Bu anlamında Rojava da geliştirilmek istenen kadın devrimi tarihidir. Bütün Ortadoğu ve Dünyaya örnek olabilecek niteliklere sahiptir.
DAİŞ HALEN EFRÎN, İDLİD VE CERABLUS’TA VAR
Derezor-Bahoz hamlesinin son günlerinin 8 Mart’a ve 21 Mart’a denk düşmesinin böylesi tarihi bir anlamı vardır. Bu hamle aynı zamanda kadınların özgürlüğünün, Ortadoğu da Kürt, Asuri ve Arap halkları başta olmak üzere bölge halklarının özgür birlikteliğini, dostluğunu ve kardeşliğini temsil etmekte ve kalıcılaştırılmasının hamlesidir. Kürtler, kadınlar DAİŞ’e karşı mücadelelerinde bir kez daha bu topraklarda özgürce yaşama iddia ve kararlıklarını ortaya koydular. Kadınlar, Kürtler, bölge halkları bu topraklarda özgür yaşamı hak ettiklerini tüm Dünya ya göstermiş oldular.

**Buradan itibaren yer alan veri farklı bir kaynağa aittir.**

Issue #36634, opened 2025-04-16
Mail Delivery Refactor


ljm862:
The Delivery System is currently relatively barebones. It has huge potential to unlock really intricate storytelling in terms of the deliverers, recipients and even potential antagonistic intervention or even spawning of random events. To aid in the unlocking of this potential, a refactor is required to enable all the little mechanics that content developers would like to add.
Here are the key tasks we need to complete to consider the refactor finished:

 - **`DeliveryComponent` needs the following fields to enable the deliveries to track their potential earnings and losses.** - #36636
 	- `BaseSpesoReward`: Standard ammount for a successful delivery
 	- `BaseSpesoPenalty`: Standard penalty ammount (half of the reward) 
 	- `BaseSpesoMultiplier`: Aggregates other multipliers from various components and adds up at the end
 	- `PenaltyBankAccount`: Which account should be penalised?
 	- `WasPenalized`: Has the penalty already been applied?
 These fields should of course be configurable and flexible enough that external components can interact with them and not cause issue

 - **Dynamic reward and penalty messaging** included in `GrantSpesoReward()` so that when there is an issue with the delivery, the player is informed that this issue has been taken into account. - #36638

 	Will need to create some messages such as `"delivery-penalty-damaged"` - `"{reason}! INVOKING A PENALTY OF {spesos} ON {account}!"` which sends a message (speaks) upon opening and informs the recipient, cargo and anyone else about the action

 - **Calculate the reward dynamically upon opening the mail.** - #36639
Currently we use the `SpesoReward` in the yml file, we should use the new fields, `BaseSpesoReward`, etc. to dynamically asses how many spesos the department should receive. 
    - The idea is to raise an event called `GetTotalDeliveryMultiplier` which invokes the modifying components to add their multiplier onto the total multiplier and grants the reward:
 	$TotalReward = BaseSpesoReward * TotalMultiplier$
 	where $TotalMultiplier = BaseSpesoMultiplier + \sum_{i=1}^{n} \text{externalMultiplier}_i $
 	Or if it fails due to timeout, destroyed, etc:
 	$TotalPenalty = BaseSpesoPenalty * TotalMultiplier$.

     - If the `WasPenalized` flag has already been set though, we don't need to apply the penalty again and can skip any calculation relating to it.

-----
The above 3 tasks will enable penalties and rewards to be added onto the delivery items, things such as a penalty for being cut which forces it open, or a reward for delivering it very quickly. 

[...]

PR #36660, opened 2025-04-17
Delivery system now has the possibility of penalisation

ljm862:
## About the PR

For #36634. Closes all linked issues inside of it.

## Why / Balance

We now open up the possibility of penalization on deliveries for damaging them, being within a certain time, or something else entirely!

## Technical details

Adds a few fields and simplifies some code in the `DeliverySystem` too also updates the YAML file for deliveries which needs the new names and adds a Speech component which allows for announcing to the recipient upon opening.

Creates a new event which gets raised whenever a successful opening of a delivery takes place which does the multiplier calculation for penalties and rewards.

Small fix in `SharedCargoSystem` where trying to open a delivery in the dev environment would crash the server due to using an `Add` on the dictionary and `Cargo` would already be present. This was happening on a clean master so I don't believe the issue was due to anything here and this fix looks to not affect the functionality on my tests.

## Requirements

## Breaking changes

`SpesoReward` field in `DeliveryComponent` is now `BaseSpesoReward`.


ScarKy0 (changes requested):
Set the value for baseSpesoPenalty in the yaml files, since 250 isnt half for letters or packages. So you gotta make it 200 and 400 respectively.
Also add description to the PR

ljm862:
> Set the value for baseSpesoPenalty in the yaml files, since 250 isnt half for letters or packages. So you gotta make it 200 and 400 respectively. Also add description to the PR

Yes, sorry I pressed Enter when trying to rename the PR which submitted it 😅

ScarKy0 (approved):
Looks good.

ScarKy0:
Marking as do not merge for now. Talked with other maints and we came to a conclusion the logic should be in this PR as well so we don't accidentally end up with unused datafields.
Ping me on discord when you add the other stuff and I'll remove it

ScarKy0:
Removed DNM since you added the logic. Resolve the merge conflict and I'll drop a review.

Content.Shared/Delivery/DeliveryComponent.cs
```diff
@@ -48,6 +62,26 @@ public sealed partial class DeliveryComponent : Component
...
+    /// </summary>
+    [DataField, AutoNetworkedField]
+    public bool WasPenalized;
+
+    /// <summary>
+    /// If this delivery has failed its conditions and should incur a penalty on the
+    /// respective account.
+    /// </summary>
+    [DataField, AutoNetworkedField]
+    public bool ShouldBePenalized;
```
ScarKy0, line 83: No need for this. Penalties will be handled by their respective components when that is done.
For example, FragileDeliveryComponent will pick up that the delivery got broken, it will simply run the function for invoking a penalty.

Content.Server/Delivery/DeliverySystem.cs
```diff
@@ -70,13 +76,59 @@ protected override void GrantSpesoReward(Entity<DeliveryComponent?> ent)
...
+    /// <param name="stationAccountEnt"><see cref="StationBankAccountComponent"/> entity.</param>
+    private void HandlePenalization(Entity<DeliveryComponent> ent, Entity<StationBankAccountComponent?> stationAccountEnt, float multiplier)
+    {
+        var delivery = ent.Comp;
+        var accountName = UnknownAccount;
+        if (_protoMan.TryIndex(delivery.PenaltyBankAccount, out var accountInfo))
+            accountName = Loc.GetString(accountInfo.Name);
+
+        // Extract reason from components...
+        _chat.TrySendInGameICMessage(ent, GetMessage("wah", delivery.BaseSpesoPenalty, accountName), InGameICChatType.Speak, hideChat: true);
```
ScarKy0, line 113: rename to HandlePenalty. It should also pass a string for the reason (null by default) which gets inserted into the GetMessage. I'm not really sure where you should try to get the locale string for the reason, either here or in GetMessage

ScarKy0 (changes requested):

ScarKy0:
resolved the conflicts for you

Content.Server/Delivery/DeliverySystem.cs
ljm862: Ah got it! I misunderstood and thought it was only applying on opening. I see now! 
The method is now public so should be callable whenever these things happen and I've made the GetMultiplier stuff happen on penalty calling too

Content.Server/Delivery/DeliverySystem.cs
```diff
@@ -25,6 +29,18 @@ public sealed partial class DeliverySystem : SharedDeliverySystem
...
+
+    /// <summary>
+    /// Name to use if the <see cref="DeliveryComponent.PenaltyBankAccount"/> is not set
+    /// </summary>
+    private const string UnknownAccount = "Unknown Account";
+
+    /// <summary>
+    /// Default reason to use if the penalization is triggered
+    /// </summary>
+    private const string DefaultMessage = "Warning";
```
ScarKy0, line 42: Those should be localized.
Save them here as a LocId and just call Loc.GetString() where neccessary

Content.Server/Delivery/DeliverySystem.cs
```diff
@@ -70,13 +81,66 @@ protected override void GrantSpesoReward(Entity<DeliveryComponent?> ent)
...
+        var multiplier = GetDeliveryMultiplier(ent!); // Resolve so we know it's got the component
+
+        _cargo.UpdateBankAccount(
+            stationAccountEnt,
+            (int)(delivery.BaseSpesoReward * multiplier),
+           _cargo.CreateAccountDistribution((delivery.RecipientStation.Value, account)));
+    }
+
+    /// <summary>
+    /// Runs the penalty logic: Announcing the penalty and calculating how much to charge the desginatied account
```
ScarKy0, line 100: designated*

Content.Server/Delivery/DeliverySystem.cs
```diff
@@ -70,13 +81,66 @@ protected override void GrantSpesoReward(Entity<DeliveryComponent?> ent)
         if (!Resolve(ent, ref ent.Comp))
             return;
 
-        if (!TryComp<StationBankAccountComponent>(ent.Comp.RecipientStation, out var account))
+        var delivery = ent.Comp;
```
ScarKy0, line 84: no need for this, just use ent.Comp where neccessary

Content.Server/Delivery/DeliverySystem.cs
```diff
@@ -70,13 +81,66 @@ protected override void GrantSpesoReward(Entity<DeliveryComponent?> ent)
...
+
+    /// <summary>
+    /// Runs the penalty logic: Announcing the penalty and calculating how much to charge the desginatied account
+    /// </summary>
+    /// <param name="ent"><see cref="DeliveryComponent"/> entity.</param>
+    /// <param name="stationAccountEnt"><see cref="StationBankAccountComponent"/> entity.</param>
+    public void HandlePenalty(Entity<DeliveryComponent> ent, Entity<StationBankAccountComponent?> stationAccountEnt, string reasonLoc)
+    {
+        var multiplier = GetDeliveryMultiplier(ent);
+        var delivery = ent.Comp;
```
ScarKy0, line 107: same here, just use ent.Comp
its more understandable

ScarKy0 (changes requested):

ScarKy0 (approved):
Looks fine.
Marking as DNM until I can test this with some in-game examples. Thank you a lot for your help!

Content.Shared/Delivery/DeliveryComponent.cs
```diff
@@ -23,10 +25,22 @@ public sealed partial class DeliveryComponent : Component
...
+    /// The base amount of spesos that will be removed from the station bank account on a penalized delivery
+    /// </summary>
+    [DataField, AutoNetworkedField]
+    public int BaseSpesoPenalty = 250;
+
+    /// <summary>
+    /// The base multiplier to add onto the reward or penalty upon delivery.
+    /// </summary>
+    [DataField, AutoNetworkedField]
+    public float BaseSpesoMultiplier = 1.0f;
```
slarticodefast, line 43: I already mentioned this in the other PR, but I don't see the reason for this datafield
the default should always be one
if you want something else you can edit the other two base values

Content.Shared/Delivery/SharedDeliverySystem.cs
```diff
@@ -210,9 +210,17 @@ protected void UpdateDeliverySpawnerVisuals(EntityUid uid, int contents)
...
+    protected virtual void HandlePenalty(Entity<DeliveryComponent> ent, string? reasonLoc = null) { }
+
     protected virtual void SpawnDeliveries(Entity<DeliverySpawnerComponent?> ent) { }
 }
 
+/// <summary>
+/// Used to gather the multiplier from all different delivery components.
+/// </summary>
+[ByRefEvent]
+public record struct GetDeliveryMultiplierEvent(float Multiplier = 0.0f);
```
slarticodefast, line 222:
```suggestion
public record struct GetDeliveryMultiplierEvent(float Multiplier = 1.0f);
```
should default to one, that way you can either modify the value multiplicatively or additively in subscriptions

Content.Server/Delivery/DeliverySystem.cs
```diff
@@ -73,10 +84,72 @@ protected override void GrantSpesoReward(Entity<DeliveryComponent?> ent)
...
+        var ev = new GetDeliveryMultiplierEvent();
+        RaiseLocalEvent(ent, ref ev);
+
+        return ev.Multiplier += ent.Comp.BaseSpesoMultiplier;
+    }
+
+    private string GetMessage(string reason, int penalty, string accountName)
+    {
+        return Loc.GetString("delivery-penalty-message", ("reason", reason), ("spesos", penalty), ("account", accountName.ToUpper()));
     }
```
slarticodefast, line 153: why make this a function?

Content.Server/Delivery/DeliverySystem.cs
```diff
@@ -73,10 +84,72 @@ protected override void GrantSpesoReward(Entity<DeliveryComponent?> ent)
...
+
+        ent.Comp.WasPenalized = true;
+    }
+
+    private float GetDeliveryMultiplier(Entity<DeliveryComponent> ent)
+    {
+        var ev = new GetDeliveryMultiplierEvent();
+        RaiseLocalEvent(ent, ref ev);
+
+        return ev.Multiplier += ent.Comp.BaseSpesoMultiplier;
```
slarticodefast, line 147: remove this, this is not how multipliers should be done
see the other comments
```suggestion
```

slarticodefast (changes requested):

EmoGarbage404 (dismissed):
Conceptually, I don't know if penalties really work with department economy and if directly subtracting funds is what we should be doing.

I feel like a system that allows mail to penalize a specific cargo account could be trivially weaponized to suck funds out of cargo with basically 0 counterplay. Even just having a tech make a mistake and actively cost the account their limited budget seems like something that could open itself to toxicity.

ScarKy0:
> Conceptually, I don't know if penalties really work with department economy and if directly subtracting funds is what we should be doing.
I feel like a system that allows mail to penalize a specific cargo account could be trivially weaponized to suck funds out of cargo with basically 0 counterplay. Even just having a tech make a mistake and actively cost the account their limited budget seems like something that could open itself to toxicity.

This has already been discussed and approved via a design document. We need some sort of penalty so cargo doesn't just get free money from things like priority mail, as that would only result in a positive with no risk whatsoever, as well as just have them cut up their mail for free items. Which is something cargo will almost definitely do, seeing how their entire thing is gambling most of the time.
The only other way penalties could work is if they apply a flat negative modifier to the delivery when it is opened, which is okay. However cutting open mail should ALWAYS invoke an instant penalty like this.

EmoGarbage404:
> This has already been discussed and approved via a design document. 

From my understanding the design doc preceds the recent department economy changes.

> We do NOT want them to simply get free things in those cases.

I feel like there are still better ways of handling it. A kinda sneaky one would be to have a separate pool of "junk" mail and just always make improperly opened mail give junk. You could use the same for priority wtih "expired" items and fragile with broken ones.

ScarKy0:
The only situation cargo is really meant to be at a nat negative is when mail is stolen. If you lose too much money simply turn off the teleporter or protect it better.
In all other situations (when it's still possible to deliver something) taking a cut from the earnings is more reasonable than flat money loss, so I'll agree with that.

EmoGarbage404:
> Yes but this has no explaination of happening to the players and just feels forced.

If its happening internally, how does it feel forced? Its not like cargo knows what theyre delivering beforehand. If anything, ripping a package only to not get money *and* get trash seems like it would be better for keeping cargo from rifling through things. As opposed to basically doing small amount gambling for mail items.

ScarKy0:
> If its happening internally, how does it feel forced?

Cause it is just a very unsatisfying solution in my eyes. And this makes stealing mail absolutely pointless. The thing tearing mail open is meant to prevent is cargo leaving it on sushi belts or just belting it outside of the department for people to take for themselves (yes, it happens often). In this case, a tider could steal a package and get possibly contraband, or pills out of a letter. (I still plan to improve the entity pools, they are just not a major concern right now)
Now, if you simply get trash, the main problem is not solved. Why would anyone try to take mail knowing its only trash inside? This is meant to punish cargo for mishandling their stuff, not only prevent them from opening it by themselves.

slarticodefast:
I agree with scarky here. Currently mail is just left lying around on the cargo counter making it self-serve, with no downsides to cargo if it is stolen. Also if we add a way to tear open mail it will mean cargo will do it themselves just to get free stuff instead of delivering it (they love gambling!). A penalty should be big enough to prevent this via negative feedback, but not be abusable to bankrupt cargo. We are talking maybe 200 spesos or so, which I think is totally fine.

EmoGarbage404:
I suppose this is probably fine if it only applies to opening another person's mail. I do want to clarify that i think this would be a poor choice for something like priority or fragile mail.

walksanatora:
> If you lose too much money simply turn off the teleporter or protect it better.

it is now stolen. cant turn it of. no way to locate it. just constant dings to cargo's money with no way to stop it.

northerndakotas:
> > If you lose too much money simply turn off the teleporter or protect it better.
> 
> it is now stolen. cant turn it of. no way to locate it. just constant dings to cargo's money with no way to stop it.

If someone wants to somehow covertly steal a whole ass mailbox in order to sit in maints and open people's mail every few minutes taking a couple hundred spesos each time, I think they deserve to cause a little trouble for all that effort. It's far less destructive than damaging power or bombing the chem locker.

Regarding penalties at all, I think it's a good idea as long as a delivered parcel never subtracts money from the account, lest it become advantageous for Cargo to intentionally never deliver certain mail to avoid the penalty.

Content.Server/Delivery/DeliverySystem.cs
```diff
@@ -73,10 +84,68 @@ protected override void GrantSpesoReward(Entity<DeliveryComponent?> ent)
...
+        {
+            { ent.Comp.PenaltyBankAccount, 1.0 }
+        };
+
+        var penaltyAccountBalance = stationAccount.Accounts[ent.Comp.PenaltyBankAccount];
+        var calculatedPenalty = (int)(ent.Comp.BaseSpesoPenalty * multiplier);
+
+        // Prevents cargo from going into negatives
+        if (penaltyAccountBalance - calculatedPenalty < 0)
+            calculatedPenalty = Math.Max(0, penaltyAccountBalance);
```
slarticodefast, line 130:
```suggestion
        calculatedPenalty = Math.Max(0, penaltyAccountBalance);
```
that is already doing the comparison

Content.Server/Delivery/DeliverySystem.cs
```diff
@@ -73,10 +84,68 @@ protected override void GrantSpesoReward(Entity<DeliveryComponent?> ent)
...
+
+        _cargo.UpdateBankAccount(
+            (ent.Comp.RecipientStation.Value, stationAccount),
+            -calculatedPenalty,
+            dist);
+
+        var message = Loc.GetString("delivery-penalty-message", ("reason", reason), ("spesos", calculatedPenalty), ("account", accountName.ToUpper()));
+        _chat.TrySendInGameICMessage(ent, message, InGameICChatType.Speak, hideChat: true);
+
+        ent.Comp.WasPenalized = true;
```
slarticodefast, line 140: dirty

slarticodefast (changes requested):

Content.Server/Delivery/DeliverySystem.cs
slarticodefast: nevermind, this is different

Content.Server/Delivery/DeliverySystem.cs
```diff
@@ -73,10 +79,74 @@ protected override void GrantSpesoReward(Entity<DeliveryComponent?> ent)
...
+        var dist = new Dictionary<ProtoId<CargoAccountPrototype>, double>()
+        {
+            { ent.Comp.PenaltyBankAccount, 1.0 }
+        };
+
+        var penaltyAccountBalance = stationAccount.Accounts[ent.Comp.PenaltyBankAccount];
+        var calculatedPenalty = (int)(ent.Comp.BaseSpesoPenalty * multiplier);
+
+        // Prevents cargo from going into negatives
+        if (penaltyAccountBalance - calculatedPenalty < 0)
```
slarticodefast, line 123:
```suggestion
        if (calculatedPenalty > penaltyAccountBalance )
```
same logic, but a little more readable and one calculation less

slarticodefast (approved):
Looks good to me!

Elbette şunu da kısaca belirtmek ve unutmamak gerekir; Derezor hamlesi, DAİŞ devletinin fiziki, simgesel bitirilişi açısından önem taşımaktadır. DAİŞ Derezor’da bitirildi. Ancak Afrin’de, İdlip’te, Crablus’ta halen vardır. AKP-MHP devleti kendi gerçek yüzünü Afrin’de her gün ortaya koyuyor. Esasında DAİŞ Afrin’de bitirildiğinde, Türk devleti Afrin’den çıkarıldığında DAİŞ’in kalıcı bitirilmesinden bahsedebiliriz.
KADINLARIN KÜRESEL DİRENİŞİ İLMEK İLMEK ÖRÜLÜYOR
8 Mart’tan, 21 Mart Newroz bayramına geçerken önümüzdeki sürece dair mesajlarınız nedir? Kadınlar sürece nasıl bir katılım sağlamalıdır?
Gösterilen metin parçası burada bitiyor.